What you will do – Return each entry below without any alteration.

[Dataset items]
......

PR #448, opened 2022-06-17
Replace `Test.sol`

### LINKED ISSUE #447: Replace `Test.sol` with `forge-std`
When I originally made [Test.sol}(https://github.com/yieldprotocol/vault-v2/blob/master/packages/foundry/contracts/test/utils/Test.sol) `ds-test` was still installed by default and if memory serves there was some issues with having `forge-std` as a submodule (as opposed to a node module) and it interfering with the TypeScript tests. In which case this should probably be done after all tests have been migrated to Solidity and the TypeScript tests deprecated.

Sabnock01:
This PR replaces `Test.sol` located at `packages/foundry/contracts/test/utils/Test.sol` with the `Test.sol` file provided with `forge-std`. Closes #447


devtooligan:
lgtm

devtooligan (approved):

alcueca (approved):
This was the original reason that led to the refactor into yarn workspaces. I didn't like the hack :D

PR #456, opened 2022-06-30
Rename witch to witchV2 to avoid TS compile issues

bbonanno:


alcueca:
Instead, please remove the old Witch from the repo, and rename WitchV2 as Witch.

......

Your solution –
PR #448, opened 2022-06-17
Replace `Test.sol`

### LINKED ISSUE #447: Replace `Test.sol` with `forge-std`
When I originally made [Test.sol}(https://github.com/yieldprotocol/vault-v2/blob/master/packages/foundry/contracts/test/utils/Test.sol) `ds-test` was still installed by default and if memory serves there was some issues with having `forge-std` as a submodule (as opposed to a node module) and it interfering with the TypeScript tests. In which case this should probably be done after all tests have been migrated to Solidity and the TypeScript tests deprecated.

Sabnock01:
This PR replaces `Test.sol` located at `packages/foundry/contracts/test/utils/Test.sol` with the `Test.sol` file provided with `forge-std`. Closes #447


devtooligan:
lgtm

devtooligan (approved):

alcueca (approved):
This was the original reason that led to the refactor into yarn workspaces. I didn't like the hack :D

PR #456, opened 2022-06-30
Rename witch to witchV2 to avoid TS compile issues

bbonanno:


alcueca:
Instead, please remove the old Witch from the repo, and rename WitchV2 as Witch.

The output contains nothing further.